Abstract

Introduction: The introduction of modern cardiovascular risk preventive therapy and new endovascular treatment options may have influenced the long term mortality and morbidity in patients with peripheral arterial disease (PAD). The aim of this study was to determine long-term survival and incidence of leg revascularizations in subjects with PAD with special focus on gender differences. Methods: A cohort study was started 2004 by randomly selecting 8000 subjects, aged 59–89 years, from the population. A total of 5080 subjects participated and underwent ankle brachial index measurements (ABI). Data was also collected for risk factors and concomitant diseases. The cohort was re-examined 2015 covering data from national governmental registries on survival and surgical interventions for PAD. Results: The point-prevalence of PAD in 2004 was 11 % (95% CI, 9–13) for subjects having only asymptomatic PAD (APAD), 7% (6.5 –7) for intermittent claudication (IC) and 1.2 % (1 –1.5) for those with severe limb ischemia(SLI). Among the 4926 subjects who were available for follow up at 10 years the mortality rates were 50% for APAD, 59% for IC and 72% for SLI. Subjects without PAD had a rate of 24%. Mortality was higher among men (age adjusted 35.9% 95% CI: 34.2–37.6) than women (26.1% 95% CI: 24.7–27.6) likewise in PAD subjects with diabetes mellitus (68% vs. 52% without, p < 0.001).

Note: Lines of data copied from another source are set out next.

PR #5, opened 2026-03-16
Rewrite WakeModule with file-based policies and debounce

antra-tess:
## Summary

- **File-based wake policies**: WakeModule rewritten from tool-driven subscriptions to a `wake.json` config file. Recipes seed the config on first run; the agent can edit it at runtime with file tools.
- **Per-policy debounce**: Three behaviors — `"always"` (trigger immediately), `"suppress"` (drop), `{ "debounce": ms }` (batch per-policy, deliver when timer fires)
- **Structural matching**: Policies match on `scope` (event type), `source` (serverId glob), `channel` (channelId glob), and `filter` (text/regex on content)
- **Recipe integration**: `modules.wake` accepts `WakeConfig` object to seed `wake.json` — zulip-miner recipe updated as example

### Performance
- Compiled regex/glob cache (built once at config load, not per-event)
- Throttled filesystem checks (1s interval for hot-reload)
- Inference buffer capped at 100 events
- Deferred flush via `queueMicrotask` to avoid trace callback re-entrancy

### Companion change
- agent-framework `feature/mcpl-v05-state-branches`: enriches `shouldTriggerInference` metadata with `serverId`, `channelId`, `author` so policies can match on channel structure

## Test plan

- [x] 27 unit tests covering policy matching, debounce timing, inference buffering, config hot-reload, and seeding
- [ ] `bun src/index.ts recipes/zulip-miner.json` — wake.json seeded from recipe
- [ ] Edit `wake.json` at runtime → policies reload within 1s
- [ ] Debounced events batch correctly and deliver after timer fires

### DIFF
--- a/recipes/mcpl-editor-test.json
+++ b/recipes/mcpl-editor-test.json
@@ -5,7 +5,7 @@
 
   "agent": {
     "name": "tester",
-    "model": "claude-sonnet-4-6-20250514",
+    "model": "claude-sonnet-4-6",
     "maxTokens": 8192,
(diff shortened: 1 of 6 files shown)


Anarchid:
Superceded by the Event Gate framework-level feature

PR #14, opened 2026-04-22
feat(fleet): onIdle hook for debounced auto-command dispatch

Tengro:
## Summary

Adds a per-child `onIdle` hook to `FleetModule` that auto-dispatches a slash command when a child's `lifecycle:idle` event persists for a configured debounce period. Use case that drove this: ticket-driven miners in the Knowledge Mining Triumvirate — between tickets, the miner's context should compress (`/newtopic`) automatically so the next ticket starts with a fresh head window, without needing the conductor agent to watch idle events and dispatch manually.

### `FleetModule.onIdle`
```jsonc
"children": [{
  "name": "miner",
  "recipe": "recipes/knowledge-miner.json",
  "onIdle": {
    "command": "/newtopic",
    "debounceMs": 120000
  }
}]
```

Semantics:
- On `lifecycle:idle` from the child → arm a `debounceMs` timer.
- Any subsequent event from the child → cancel the pending timer.
- Timer elapses → dispatch the configured slash command via the same `sendToChild` path `fleet--command` uses.
- Re-arms on every subsequent idle, so the hook fires once per sustained-idle period rather than on every between-round transient idle.
- Default `debounceMs`: 120_000 (2 minutes).

### Infinite-loop guard in the child runtime

Naively, `/newtopic` dispatch would create a loop: auto-`/newtopic` → `/newtopic` runs an LLM summary → child goes idle again → another `lifecycle:idle` fires → timer arms → another `/newtopic`, and so on over a near-empty head.

Fix: the child's headless runtime resets its idle-tracking state (`hadAtLeastOneInference`, `idleSince`, `idleEmitted`, `currentSpeech`) whenever `/newtopic` runs. No fresh `inference:started` = no new `lifecycle:idle`. The reset is wired through `dispatchCommand` in `src/headless.ts` so it covers both onIdle-dispatched and operator-typed `/newtopic`.

This also composes cleanly with the pre-existing invariant that boot-and-sit-idle doesn't emit `lifecycle:idle` until a real inference has happened once — so the hook can't fire on a brand-new child sitting quietly waiting for its first ticket.

### Triumvirate recipe wiring

`recipes/triumvirate.json` now wires `onIdle: { command: "/newtopic", debounceMs: 120000 }` on the miner as the demonstrator. The clerk and reviewer don't need it — the clerk's work is event-bounded (reply-or-ticket, then done), the reviewer's is file-driven (one pass per new library doc, then done). The miner is the only child whose task spans many inferences and benefits from explicit compression between tasks.

### Recipe schema

`RecipeFleetChild.onIdle?: { command, debounceMs? }` added to the tracked types. Validation enforces:
- `onIdle` is an object (if present)
- `command` is a non-empty string
- `debounceMs` is a positive number (if present)

Out-of-shape configs fail at recipe load, not at runtime.

### Timer-lifetime hygiene

- `proc.on('exit')` clears any pending `onIdleTimer` (no dangling setTimeout after the child dies).
- `FleetModule.stop()` iterates and clears before kill broadcast.
- `killChild()` path is covered by the `exit` handler.
- Adopt-on-restart (parent re-launch reattaching to a live child) sets `onIdle: null` on the reconstructed orphan — the original timer state isn't meaningful after reattach; first real idle post-reattach re-arms fresh against the new parent's config.

### `.gitignore`

Added `knowledge-requests/` — runtime ticket directory (clerk writes here), parallel to existing `output/` and `review-output/`. Noticed during local triumvirate testing; not strictly part of the onIdle feature but tightly coupled operationally.

## Test plan

92 tests total (4 new), all passing.

### New tests — `test/fleet-onidle.test.ts`

- [x] **fires configured command after sustained idle** — launch mock child with `onIdle: { command: "/help", debounceMs: 300 }`, send a text to drive an inference + idle, wait past the debounce, observe `/help` arrived at the child (mock echoes received commands as `command-output` events).
- [x] **activity during debounce cancels + re-arms** — launch with debounce 500ms, send first text (armed), wait 200ms, send second text (should cancel pending, re-arm on new idle), wait 400ms (< debounce from new arm → no dispatch yet), assert no `/help` arrived, wait another 500ms (past the new arm's debounce), assert `/help` did arrive.
- [x] **schema validation** — `validateRecipe` rejects non-object `onIdle`, missing/empty `command`, non-positive `debounceMs`; accepts well-formed.
- [x] **pending timer cleared on child kill** — arm a 5-second timer, send the `kill` tool, assert `child.onIdleTimer === null` (test harness would hang waiting for orphaned `setTimeout` otherwise).

### Mock child

`test/mock-headless-child.ts` extended to echo any unrecognized slash command as `command-output: mock-received-command: <cmd>` so the test can observe onIdle arrivals without needing the command to be meaningfully implemented in the mock.

## Manual verification for operators

After merging, update the triumvirate setup:

1. First run of the day, miner gets woken by a new ticket in `knowledge-requests/`.
2. Miner does its mining, writes docs to `library-mined/`.
3. Miner goes idle.
4. 2 minutes later (no new tickets) → `/fleet peek miner` should show a `command-output` line from the auto-dispatched `/newtopic`.
5. Next ticket arrives later that day → miner works with a fresh head window, no carryover from the prior ticket polluting its context.

If the miner's context feels too tight (you want more carryover between similar tickets), bump `debounceMs` on the triumvirate.json entry. If you want to disable the hook entirely for a given run, delete the `onIdle` block from the recipe.

## Out of scope

- Other event hooks (`onCrash`, `onReady`, `onToolFailure`). `onIdle` was the concrete need. If new ones land, the same shape (`{ event: "...", command, debounceMs? }`) would extend cleanly.
- Text-message dispatch (as opposed to slash-command). Deliberate: slash commands are structured and idempotent; text messages trigger inference and would compound the noise problem onIdle is supposed to reduce.
- TUI-path reset of idle tracking. The TUI's internal state machine doesn't use the headless `hadAtLeastOneInference` flag, so nothing to reset there — the equivalent happens naturally via `refreshFromStore` on branch changes.

### DIFF
--- a/.gitignore
+++ b/.gitignore
@@ -7,4 +7,5 @@ mcpl-servers.json
 my-recipe.json
 output/
 review-output/
+knowledge-requests/
 tsconfig.tsbuildinfo
--- a/recipes/triumvirate.json
+++ b/recipes/triumvirate.json
@@ -29,7 +29,11 @@
           "recipe": "recipes/knowledge-miner.json",
           "dataDir": "./data/miner",
           "autoStart": true,
-          "subscription": ["lifecycle", "inference:completed", "inference:speech", "tool:completed", "tool:failed", "inference:failed"]
+          "subscription": ["lifecycle", "inference:completed", "inference:speech", "tool:completed", "tool:failed", "inference:failed"],
+          "onIdle": {
+            "command": "/newtopic",
+            "debounceMs": 120000
+          }
         },
         {
           "name": "reviewer",
--- a/src/headless.ts
+++ b/src/headless.ts
@@ -142,6 +142,14 @@ export async function runHeadless(app: AppContext, argv: string[] = []): Promise
     emit(traceEvent as unknown as Record<string, unknown>);
   });
 
+  // Filled in by the idle-tracking block below.  Called whenever an event
+  // has semantically reset the conversation head (currently: /newtopic).
+  // After a reset, the poll must wait for a fresh `inference:started`
+  // before emitting `lifecycle:idle` again — otherwise a post-compression
+  // idle would instantly trigger whatever auto-command is watching for
+  // idle (e.g. an onIdle hook that fires /newtopic) in an infinite loop.
+  let resetIdleTracking: () => void = (): void => { /* wired below */ };
+
   // -- Command dispatch --
   async function dispatchCommand(cmd: IncomingCommand): Promise<void> {
     switch (cmd.type) {
@@ -181,6 +189,14 @@ export async function runHeadless(app: AppContext, argv: string[] = []): Promise
         if (result.switchToSessionId) {
           await app.switchSession(result.switchToSessionId);
           emit({ type: 'command-output', text: 'Session switched.', style: 'system' });
+        }
+        // `/newtopic` compresses the head window; the head is now logically
+        // fresh.  Clear the idle-tracker so a subsequent lifecycle:idle
+        // won't fire until after the next real inference.  Relevant even
+        // outside onIdle-hook scenarios: any operator running /newtopic
+        // interactively gets the same well-defined post-reset state.
+        if (/^\/newtopic(?:\s|$)/.test(cmd.command)) {
+          resetIdleTracking();
         }
         if (result.quit) {
           await gracefulShutdown('command:/quit');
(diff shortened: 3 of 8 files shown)


Anarchid:
(closing due to uncertain utility, will revisit the issue of `/newtopic` and sticky headers with more focus)

PR #21, opened 2026-05-06
feat(webui): admin SPA + JSON-over-WS control plane

Anarchid:
## Summary

Adds a web admin UI for connectome-host: a single-page app (Solid + Vite + Tailwind) served alongside a JSON-over-WebSocket control plane, mirroring what TuiModule provides for the terminal — message stream, agent tree, slash commands, peek panes for subagents and fleet children, plus admin panels for lessons, MCPL servers, and workspace files.

Architectural notes:
- **Single fan-out trace listener.** The framework's `onTrace` doesn't return a detacher, so we keep one listener and let the WS lifecycle own client membership.
- **Process-level singleton server.** Sessions rebuild the framework, but the open WebSocket connections stay up across session switches — modules rebind their AppContext on `setApp()` instead of restarting the server.
- **Wire protocol is versioned** (`WEB_PROTOCOL_VERSION = 0`); clients refuse to connect on mismatch.
- **TLS / outer auth is the reverse proxy's job.** Module ships with optional Basic-Auth as defense-in-depth and refuses to bind a non-loopback host without `basicAuth` or an explicit `acknowledgeNoAuth: true`. See `docs/webui-deployment.md` for the recommended Caddy front.
- **Fleet-scoped panels.** Lessons / Workspace / Usage / Peek all support a per-child scope via `corrId`-routed IPC through the existing FleetModule.

## Security hardening (last commit)

A QA pass surfaced two emergency-grade issues; both are fixed in `620716c`:

- **XSS in markdown rendering.** marked v14 has no built-in sanitizer and the assistant turn's text was piped straight to `innerHTML`. A tool result, peeked subagent line, or mined-knowledge ingestion containing literal HTML would land as live JS in the operator's browser. Now sanitized through DOMPurify.
- **WebSocket CSRF on `/ws`.** No Origin check. Browsers do not enforce same-origin on `new WebSocket(...)`, so any tab the operator opened could drive the localhost-bound admin. Added an Origin allowlist (default loopback; configurable via `RecipeWebUi.allowedOrigins`) checked before auth on upgrade.

Plus five concerning items:
- Basic-auth compare is constant-time (SHA-256 + `timingSafeEqual`).
- `isClientMessage` narrows per variant; `mcpl-add` rejects non-string fields, oversized ids, path separators, control chars.
- `pendingFleetRequests` actually prunes by TTL and sends a synthetic timeout to the originating client (previously the TTL field was written but never read).
- Workspace file reads cap at 256 KB *and* 5000 lines, truncating at a UTF-8 boundary.
- `serveStatic` path containment now requires `root + sep`, defeating the sibling-prefix bypass (`<root>-evil/...`).

## Test plan

- [x] `bun test` — 205 pass / 0 fail (32 new; 22 protocol-validation, 10 HTTP/WS smoke)
- [x] `bunx tsc --noEmit` — only the documented pre-existing `MessageQuery`/CM-duplicate errors
- [x] `bun run build` (web) — 19 modules, 138 KB / 42 KB gzip
- [x] Local smoke: open the SPA in Firefox, route a message via `@miner`, peek a fleet child, hit /quit with children running and exercise the modal, edit an MCPL server entry from the admin panel
- [ ] Reviewer: confirm Caddy/proxy deployment still works with the new default Origin allowlist (override via `allowedOrigins` if your proxy rewrites the Host)
- [ ] Reviewer: confirm the markdown rendering still looks right after DOMPurify

## Follow-ups (not in this PR)

The QA review also flagged polish items deferred for separate PRs:
- Symbol-keyed framework property → put on `AppContext` like every other module hook
- Split the 1675-line `web-ui-module.ts` (HTTP, WS handlers, fleet bridge, welcome assembly)
- Split the 1245-line `App.tsx` (Header/MessageView/CommandSuggestions/RecipePane/SidebarTabs into their own files)
- Memoize repeated `getAllModules().find(...)` lookups behind typed accessors on AppContext
- Tool-call rendering should expose input on hover/expand; currently shows only the bare name


Anarchid:
image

Factors significantly related to increased mortality were for men and women, respectively; SLI (HR 1.87 and 1.87), congestive heart failure (HR 1.69 vs. 2.44), renal failure (HR 1.4. vs. 2.2) and diabetes (HR 1.51 vs. 1.65). Fifty one subjects underwent revascularization because of chronic leg ischemia in the cohort during the ten years. In the reference group the rate was 0.4%, while it was 1.9 % of APAD subjects, 5.8 % of the IC and 6.2% of the SLI group. Conclusion: The mortality is still high in patients with PAD, and half of patients with APAD are dead within 10 years which is comparable with IC patients. The mortality is higher in men than in women. In a population based cohort like this, very few patients were revascularized, and surprisingly few patients with IC and SLI are offered vascular surgery. Overall, more focus on mortality in PAD is needed and there is still a need for information about vascular surgery to GP's offices and awareness among PAD subjects.